→ Work request
Using the listing below, print exactly everything from the line with "password for the initial root user" down to the line with "Currently I'm open", both included, and nothing more.
[Start of section]
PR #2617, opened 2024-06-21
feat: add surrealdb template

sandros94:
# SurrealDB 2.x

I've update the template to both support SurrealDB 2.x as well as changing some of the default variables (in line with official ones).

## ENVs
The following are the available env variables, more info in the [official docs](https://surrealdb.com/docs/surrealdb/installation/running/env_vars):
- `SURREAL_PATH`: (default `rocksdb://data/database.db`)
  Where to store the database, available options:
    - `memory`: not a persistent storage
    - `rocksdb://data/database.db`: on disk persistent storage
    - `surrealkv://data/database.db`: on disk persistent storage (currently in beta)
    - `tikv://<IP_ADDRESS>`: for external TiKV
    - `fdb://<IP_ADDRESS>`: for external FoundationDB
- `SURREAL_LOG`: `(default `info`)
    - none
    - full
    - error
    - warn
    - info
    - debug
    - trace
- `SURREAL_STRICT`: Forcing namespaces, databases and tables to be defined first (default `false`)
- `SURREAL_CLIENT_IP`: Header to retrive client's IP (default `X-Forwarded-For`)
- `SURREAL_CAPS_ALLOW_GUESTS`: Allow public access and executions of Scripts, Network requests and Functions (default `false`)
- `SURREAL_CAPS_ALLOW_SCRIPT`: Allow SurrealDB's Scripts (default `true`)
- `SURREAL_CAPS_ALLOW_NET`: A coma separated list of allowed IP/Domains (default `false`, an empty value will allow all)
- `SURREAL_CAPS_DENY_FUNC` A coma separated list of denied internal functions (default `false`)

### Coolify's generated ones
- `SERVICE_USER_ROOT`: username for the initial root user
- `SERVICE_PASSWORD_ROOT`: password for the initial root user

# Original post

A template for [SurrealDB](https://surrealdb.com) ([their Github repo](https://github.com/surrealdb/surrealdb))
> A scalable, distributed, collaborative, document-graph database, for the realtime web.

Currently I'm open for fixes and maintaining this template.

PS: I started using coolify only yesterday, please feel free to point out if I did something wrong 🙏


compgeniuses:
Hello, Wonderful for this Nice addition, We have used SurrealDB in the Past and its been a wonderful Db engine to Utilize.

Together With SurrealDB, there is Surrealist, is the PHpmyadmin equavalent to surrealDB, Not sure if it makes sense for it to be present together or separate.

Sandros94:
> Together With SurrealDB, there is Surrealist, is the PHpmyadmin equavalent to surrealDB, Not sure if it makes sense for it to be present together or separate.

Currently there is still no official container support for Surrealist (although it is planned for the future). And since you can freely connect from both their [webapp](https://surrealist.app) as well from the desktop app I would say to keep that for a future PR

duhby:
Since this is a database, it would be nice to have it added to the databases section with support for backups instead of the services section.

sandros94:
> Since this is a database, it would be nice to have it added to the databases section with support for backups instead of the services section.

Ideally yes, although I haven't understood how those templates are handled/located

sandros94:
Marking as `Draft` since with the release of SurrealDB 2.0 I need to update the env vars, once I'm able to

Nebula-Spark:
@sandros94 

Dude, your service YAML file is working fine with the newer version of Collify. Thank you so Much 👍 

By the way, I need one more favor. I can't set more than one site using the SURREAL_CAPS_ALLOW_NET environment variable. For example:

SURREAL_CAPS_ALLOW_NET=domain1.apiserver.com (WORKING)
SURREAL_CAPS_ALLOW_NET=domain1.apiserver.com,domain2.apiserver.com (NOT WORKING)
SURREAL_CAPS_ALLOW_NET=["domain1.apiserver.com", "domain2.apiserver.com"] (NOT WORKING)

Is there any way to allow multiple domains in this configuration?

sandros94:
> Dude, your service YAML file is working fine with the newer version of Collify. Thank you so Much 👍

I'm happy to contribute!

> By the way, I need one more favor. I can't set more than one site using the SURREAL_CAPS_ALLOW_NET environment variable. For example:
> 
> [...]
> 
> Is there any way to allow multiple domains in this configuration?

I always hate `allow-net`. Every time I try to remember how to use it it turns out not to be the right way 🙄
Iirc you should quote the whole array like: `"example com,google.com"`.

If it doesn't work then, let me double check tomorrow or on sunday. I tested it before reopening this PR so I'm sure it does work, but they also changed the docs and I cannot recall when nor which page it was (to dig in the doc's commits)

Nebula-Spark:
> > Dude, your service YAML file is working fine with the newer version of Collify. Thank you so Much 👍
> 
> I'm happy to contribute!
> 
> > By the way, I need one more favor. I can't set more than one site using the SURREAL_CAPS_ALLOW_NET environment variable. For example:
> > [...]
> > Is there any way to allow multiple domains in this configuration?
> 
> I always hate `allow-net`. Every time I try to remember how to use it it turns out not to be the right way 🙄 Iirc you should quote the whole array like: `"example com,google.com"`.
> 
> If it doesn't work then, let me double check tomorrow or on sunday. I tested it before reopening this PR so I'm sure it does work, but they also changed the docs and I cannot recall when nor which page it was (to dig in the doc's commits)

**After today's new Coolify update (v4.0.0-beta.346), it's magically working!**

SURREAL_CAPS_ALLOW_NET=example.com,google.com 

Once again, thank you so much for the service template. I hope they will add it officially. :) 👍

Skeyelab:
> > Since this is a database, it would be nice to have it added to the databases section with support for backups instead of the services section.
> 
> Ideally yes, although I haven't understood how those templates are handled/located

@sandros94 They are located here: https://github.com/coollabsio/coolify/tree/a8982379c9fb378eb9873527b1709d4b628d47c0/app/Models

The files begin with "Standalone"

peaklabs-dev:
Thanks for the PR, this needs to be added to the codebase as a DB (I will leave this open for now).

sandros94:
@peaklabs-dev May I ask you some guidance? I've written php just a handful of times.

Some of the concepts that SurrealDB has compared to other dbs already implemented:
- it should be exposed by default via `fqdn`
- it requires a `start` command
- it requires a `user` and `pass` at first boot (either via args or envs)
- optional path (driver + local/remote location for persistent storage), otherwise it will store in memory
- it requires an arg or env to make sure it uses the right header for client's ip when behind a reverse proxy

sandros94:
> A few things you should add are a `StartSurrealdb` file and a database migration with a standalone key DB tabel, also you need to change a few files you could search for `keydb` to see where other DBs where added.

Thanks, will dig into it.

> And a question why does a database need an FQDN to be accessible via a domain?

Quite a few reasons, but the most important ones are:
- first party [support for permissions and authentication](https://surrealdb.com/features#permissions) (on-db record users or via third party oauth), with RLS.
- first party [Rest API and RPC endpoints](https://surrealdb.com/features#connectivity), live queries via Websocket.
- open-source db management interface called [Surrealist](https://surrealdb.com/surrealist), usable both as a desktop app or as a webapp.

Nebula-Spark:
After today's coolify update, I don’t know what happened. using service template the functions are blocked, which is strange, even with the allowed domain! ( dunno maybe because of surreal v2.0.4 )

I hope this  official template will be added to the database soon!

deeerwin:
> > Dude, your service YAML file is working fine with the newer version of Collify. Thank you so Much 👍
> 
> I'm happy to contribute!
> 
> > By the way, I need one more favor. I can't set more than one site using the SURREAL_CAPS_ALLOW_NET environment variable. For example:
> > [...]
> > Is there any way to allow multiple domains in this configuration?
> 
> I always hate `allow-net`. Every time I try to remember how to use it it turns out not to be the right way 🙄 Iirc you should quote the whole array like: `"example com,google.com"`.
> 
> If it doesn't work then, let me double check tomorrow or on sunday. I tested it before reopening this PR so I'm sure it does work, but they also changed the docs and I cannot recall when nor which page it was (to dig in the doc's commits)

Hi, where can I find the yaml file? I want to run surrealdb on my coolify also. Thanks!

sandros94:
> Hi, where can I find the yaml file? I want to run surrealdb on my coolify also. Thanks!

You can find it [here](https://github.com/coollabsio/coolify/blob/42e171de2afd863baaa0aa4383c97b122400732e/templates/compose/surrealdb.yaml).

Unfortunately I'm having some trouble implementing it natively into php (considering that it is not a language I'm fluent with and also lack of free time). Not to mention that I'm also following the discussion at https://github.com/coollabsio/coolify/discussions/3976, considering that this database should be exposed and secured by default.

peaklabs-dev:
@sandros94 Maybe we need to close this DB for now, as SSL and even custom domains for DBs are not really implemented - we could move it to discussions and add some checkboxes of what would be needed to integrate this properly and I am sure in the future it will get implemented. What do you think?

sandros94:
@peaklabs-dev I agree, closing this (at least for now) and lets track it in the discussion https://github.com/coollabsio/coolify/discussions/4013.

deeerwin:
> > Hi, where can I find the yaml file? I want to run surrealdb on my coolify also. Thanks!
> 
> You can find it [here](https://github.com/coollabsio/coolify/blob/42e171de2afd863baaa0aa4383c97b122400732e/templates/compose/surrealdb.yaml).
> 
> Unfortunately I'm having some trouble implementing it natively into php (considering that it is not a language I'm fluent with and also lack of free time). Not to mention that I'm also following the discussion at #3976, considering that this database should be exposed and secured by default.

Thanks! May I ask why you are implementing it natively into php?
[End of section]
→ The completed task
- `SERVICE_PASSWORD_ROOT`: password for the initial root user

# Original post

A template for [SurrealDB](https://surrealdb.com) ([their Github repo](https://github.com/surrealdb/surrealdb))
> A scalable, distributed, collaborative, document-graph database, for the realtime web.

Currently I'm open for fixes and maintaining this template.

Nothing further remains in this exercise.